[[ SUPPLIED INFORMATION open ]]

PR #20251, opened 2025-04-30
 feat: limit of SSR in-memory cache is defined in bytes instead of number of cache entries

Platonn:
**Context**
------------

Each NodeJS pod has some available memory (`max_memory_restart` option in the `pm2` process manager) and when the total process memory exceeds this limit, the process is restarted. Ideally we'd like to avoid such situations, becasue restarts disrupt the continual responsiveness of the SSR server.

Angular in SSR mode needs a lot of "working memory" for the rendering for all incoming requests (e.g. creating the DOM structure in-memory of NodeJS, storing temporarily big responses from backend endpoints, creating the state of the whole Angular application). When the rendering is done, Angular destroys its application instance, and after a moment NodeJS decides to free up this memory with the Garbage Collector. But it's important to notice that temporarily during the renderings high peaks of "working memory" is needed, but ideally it should not exceed `max_memory_restart` limit of `pm2` process manager).

Besides that, some memory is needed for the in-memory cache of rendered HTML strings, stored in Spartacus `OptimizedSsrEngine`, or to be precise, stored in Spartacus `RenderingCache` class.
Currently this cache size could be limited only by the **number of entries** via the `cacheSize` option. It was not very precise method of limiting cache, becasue each HTML can have different size and it's not possible to predict in advance surely the actual space taken by all those cache entries. In other words, you could only assume in advance how much in average take one HTML cache entry and then calculate how many such average entries you contain inside a NodeJS process, so it doesn't restart becasue a memory limit. And a few exceptionally big HTML cache entries (big compared to an average) in practice could lead to crossing the memory limit for the cache, and together with high peaks of "working memory" needed for actual renderings, a process could be restarted due to exceeding the `max_memory_restart` limit. 

Although it's difficult to predict "working memory" for rendering each page (it's possible only with experimentation), the memory allocated for the string cache entries, should be predictable. So it would be much better and bullet-proof to limit the cache size in actual memory units (like `800 MB`) but not arbitrary cache entries number (like `3000 entries`).

**New feature**
-----------------

Because the total available memory for the NodeJS process is defined in memory units (e.g. 3GB) in the configuration of the NodeJS pod, it would be good to also define a hard precise limit of the cache size defined in memory units. This PR introduces such a new config option `cacheSizeMemory` (and deprecates the old `cacheSize` property), while introducing the new ssr feature toggle `ssrFeatureToggles.limitCacheByMemory`. And this PR sets the default value to `800MB` (which takes effect only when the new feature toggle is enabled).

A new class `RenderingCacheSizeManager` is introduced in this PR, which constantly tracks the summed size of each cache entry, ensuring the configured max `cacheSizeMemory` won't be exceeded. When attempting to add new entry that would exceed this limit, we keep removing oldest entries, until there is enough free memory for the new entry to be stored.

With experimentation, we measured that each character of the cached HTML string takes 2 bytes per character (more on this topic in the next section). That said, we exposed a new SSR option `cacheEntrySizeCalculator` which allows for customizing the strategy how the size of a cache entry is calculated. By default it assumes 2 bytes for each character of the HTML string. Theoretically it's possible to cache also error objects (which is not recommended in our docs), but for completeness our default calculator roughly approximates the size of the error, by summing up its 3 string properties: name, message, trace, which is not ideal and prone to under-estimation, especially when the error object has much more properties or even is not an instance of an Error object (theoretically `cacheEntry.err` has type `any`). For most customers who don't cache errors (as recommended), the default `cacheEntrySizeCalculator` should suffice. But for customers who - due to some reasons - deliberately want to cache some error objects, we allow them to customize the non-ideal default logic of calculating the size of the cached errors.

Future plans: in another PR I plan to move all files related to the rendering cache to the relative subfolder `/rendering-cache` (when I tried to do it initially in this PR, then `git diff` treated some files as removed/created instead of edited+moved, which caused harder review of changes).

**How "2 bytes per character" estimation was determined**
-------------------------------------------------------------
NodeJS V8 engine can represent strings with various data structures. Some of them (like `SeqOneByteString`) allocates 1 byte per character (plus a few bytes of overhead). Other structures (like `SeqTwoByteString`) allocate 2 bytes per character (plus a few bytes of overhead). In practice a single HTML string of OOTB Spartacus Homepage _in prod mode_ takes now in V8 ~520kB of "Allocated Size", so the overhead of _few bytes_ per string can be ignored in calculations. Instead, we can just assume some general additional safety margin, e.g. additional free 50 MB "just in case".

For Spartacus SSR the HTML strings in cache entries were consistently represented with two-byte-per-character representations (`SeqTwoByteString`) - it was verified through heap snapshots and memory measurements. See the example screenshot of NodeJS DevTools inspecting the Heap Snapshot for the string with HTML using `SeqTwoByteString`:

image

The hypothesis of using "2 byte per character" was confirmed also by comparing the "Allocated Size" reported in NodeJS for a specific string (512kB) against the expression `2 * string.length`, where `string.length` is the number of characters in the string. Various experiments gave evidences that the expression `2 * string.length` described accurately the "Allocated Size" reported by NodeJS DevTools. The experiments included our HTMLs of OOTB Homepage (512kB per HTML string), custom-made-longer HTMLs of OOTB Homepage (1.2M per HTML string) or big strings having only complex characters of UTF8 like `ąŌ∑ę∂™ŘŽĘŽ` repeated 208 times (so total length was 2080 chars, which gives 4160 expected Bytes of "Allocated Size", assuming 2 bytes per character, which matches the measured 4.2kB measurement screenshot below):

image

(note: NodeJS dev tools use the SI standard of memory units based on powers of 10, not powers of 2, so `800 MB` equals `800 * 1_000_000`)

I've made above measurements using `--inspect-brk` argument, connecting to the process via remote NodeJS debugger in Chrome and taking `Heap Snapshot`s. I'm not aware of any method of inspecting how much Heap Size V8 engine allocates in practice for each string, **from within the running NodeJS process**. In other words, I can see not option of Spartacus SSR inspecting accurately in runtime how much memory take each entry. So it's only by prior experimentation and investigating Heap Snapshots to understand how much memory is allocated for each HTML string in cache entries. And later on this knowledge was implemented in the logic of Spartacus `DefaultCacheEntrySizeCalculator` (`2* str.length`) to estimate and control the size of each string in cache entry in runtime.

**1GB of "working memory" is needed for 10 parallel renderings of OOTB Homepage**
--------------------------------------------------------------------------------------
To be precise, I've noticed that on my machine ~500MB of "working memory" is needed for rendering 10 parallel requests for OOTB Homepage as of today (note: in the experiment each parallel request for the Homepage had a distinct query param, to trigger separate renderings, even though all requests were for the Homepage). I logged `process.memoryUsage()` to CSV file every 10ms, and then from that data I observed the peak memory usage at the level of ~500MB (by total memory I mean Resident Set Size; not just Heap Size that is a subset of Resident Set Size).
For that experiment, I've ensured no CSR fallbacks happen and disabled cache (so the total memory doesn't grow due to cache size increase). See the "rss" (Resident Set Size) total process memory in the chart below (basd on the data in CSV):

image

Even though the observed total memory usage was ~500MB, to be on the safe side let's add a margin of yet another 500MB to it - becasue each customer's custom page can have different size than our OOTB Homepage, the data fetched from backend and stored temporarily in-memory can be different (bigger) and Garbage Collector might kick in after a delay (so unused memory is not unallocated immediately causing a temporary bigger `Heap Size` and `Resident Set Size` until GC kicks in). So let's guess-assume 1GB is needed for withstanding 10 parallel renderings.

This is just a general estimation, but each customer might need to do their own estimation to their specific needs.
The amount of "working memory" needed for rendering each custom page might be different. Moreover, customers can adjust the `concurrency` limit option of `OptimizedSsrEngine` (currently allowing for at most 10 parallel renderings by default).

Moreover, the virtual machine can be possibly scaled up to allow for more total available memory for the NodeJS process and then the `--max-memory-restart` limit of `pm2` process manager might be increased.

**Why we're setting the default `cacheSizeMemory` to 800MB**
--------------------------------------------------------
Assuming the `--max-memory-restart` config of `pm2` process manager set to `1.8GB` (`3GB * 0.6 max_memory_restart_factor = 1.8GB`) and assuming we should leave 1GB for "working memory" (as explained above) for ongoing renderings for incoming requests, then at most 800MB can be utilzed for the cache. That said, each customers may want to tweak this value to their specific needs. 

Note: As of today, the default NodeJS pod in CCV2 can have 3GB of available system memory and the default `max_memory_restart_factor` configuration in CCV2 is `x0.6` which translates to `1.8GB` for the actual value of the `--max-memory-restart`. That said, in the future those default limits might be up to change.

To give you a general feeling how many average cache entries can fit into 800MB limit, let's assume average to be ~520kB of "Allocated Size" in V8 (it's the "Allocated Size" for a single OOTB Homepage string HTML in prod mode, as of today) and let's assume 800MB of total `cacheSizeMemory` (note: I'm using SI standard of memory units based on powers of 10, not powers of 2). Then it gives ~1538 entres = 800 000 000 Bytes / 520 000 Bytes-Per-Entry. That said, each page can be different, so it's just to give you a general feeling.

**Why bother setting any default `cacheSizeMemory`, as enabling cache is not recommended anyway?**
-----------------------------------------------
Spartacus OptimizedSsrEngine needs some space for the implicit in-memory cache of HTML strings that finished rendering after their original requests timed out. That cached HTML entries are reused for the next incoming request for this url, to not waste that rendering result. Then such cache entry is evicted. This takes place, even when `cache: false` is configured (which is a recommended value). If customer enables `cache: true`, then we need cache size limit anyway too.

fixes https://jira.tools.sap/browse/CXSPA-8964

Co-authored-by: kpawelczak <42094017+kpawelczak@users.noreply.github.com>
Co-authored-by: Krzysztof <lbkrpaw87@gmail.com>

---

**QA steps**:
--------------

- [x] PREREQUISITES
	- [x] build libs on this branch
	- [x] publish to verdaccio
	- [x] create fresh ng19 app
	- [x] nstall Spartacus with SSR, using libs from verdaccio
	- [x] verify in `server.ts` that it has `limitCacheByMemory: true`
	- [x] add to top of `server.ts` the line to ignore wrong TLS cert on backend `process.env['NODE_TLS_REJECT_UNAUTHORIZED'] = '0';`
	- [x] add SsrOptimizationOptions to avoid CSR fallbacks during the testing
		- [x] timeout: 30_000, // to avoid CSR fallbacks due to a request timeout   concurrency: 1000, // to avoid CSR fallback due to too many parallel renderings
	- [x] in `server.ts` enable cache in SsrOptimizationOptions:
		- [ ] `cache: true`
	- [x] create a dir for QA results - `mkdir qa-resuts` 
	- [x] create an util script for making requests to SSR
		- [x] `touch make-requests.sh` and paste the following content:
```bash
#!/bin/bash

# Parse named parameters
while [[ $# -gt 0 ]]; do
  case $1 in
    --start-number)
      START_NUMBER="$2"
      shift 2
      ;;
    --range)
      RANGE="$2"
      shift 2
      ;;
    --parallel)
      PARALLEL=true
      shift
      ;;
    *)
      echo "Unknown parameter: $1"
      exit 1
      ;;
  esac
done

# Fallback to default values
START_NUMBER=${START_NUMBER:-1} # start from NUMBER=1
RANGE=${RANGE:-10} # request 10 pages
PARALLEL=${PARALLEL:-false}

function process_data() {
  NUMBER=$1
  curl -s http://localhost:4000/electronics-spa/en/USD/\?$NUMBER | node -e '
  let content = "";
  process.stdin.on("data", chunk => { content += chunk });
  process.stdin.on("end", () => {
    const Buffer_byteLength = 2* Buffer.byteLength(content, "utf8");
    const expectedHeapSizeIncreaseBytes = Buffer_byteLength;
    const expectedHeapSizeIncreaseKb = (expectedHeapSizeIncreaseBytes / 1000).toFixed(2);
    console.log({ expectedHeapSizeIncrease: { Bytes: expectedHeapSizeIncreaseBytes, kB: expectedHeapSizeIncreaseKb } });
    require("fs").writeFileSync(`qa-results/page-${process.argv[1]}.html`, content);
  });
  ' $NUMBER
}

END=$((START_NUMBER + RANGE - 1))

echo "Making requests for range $START_NUMBER to $END"
if [ "$PARALLEL" = true ]; then
  echo "Executing requests in parallel"
  for NUMBER in $(seq $START_NUMBER $END); do
    (
      process_data $NUMBER
    ) &
  done
  wait
else
  echo "Executing requests sequentially"
  for NUMBER in $(seq $START_NUMBER $END); do
    process_data $NUMBER
  done
fi

echo "All commands completed"
```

[[ SUPPLIED INFORMATION closed ]]

AIM OF THE EXERCISE: Repeat word for word every line from the start of the entries to the line holding "Each NodeJS pod", inclusive, and nothing else.

FINISHED TASK:
PR #20251, opened 2025-04-30
 feat: limit of SSR in-memory cache is defined in bytes instead of number of cache entries

Platonn:
**Context**
------------

Each NodeJS pod has some available memory (`max_memory_restart` option in the `pm2` process manager) and when the total process memory exceeds this limit, the process is restarted. Ideally we'd like to avoid such situations, becasue restarts disrupt the continual responsiveness of the SSR server.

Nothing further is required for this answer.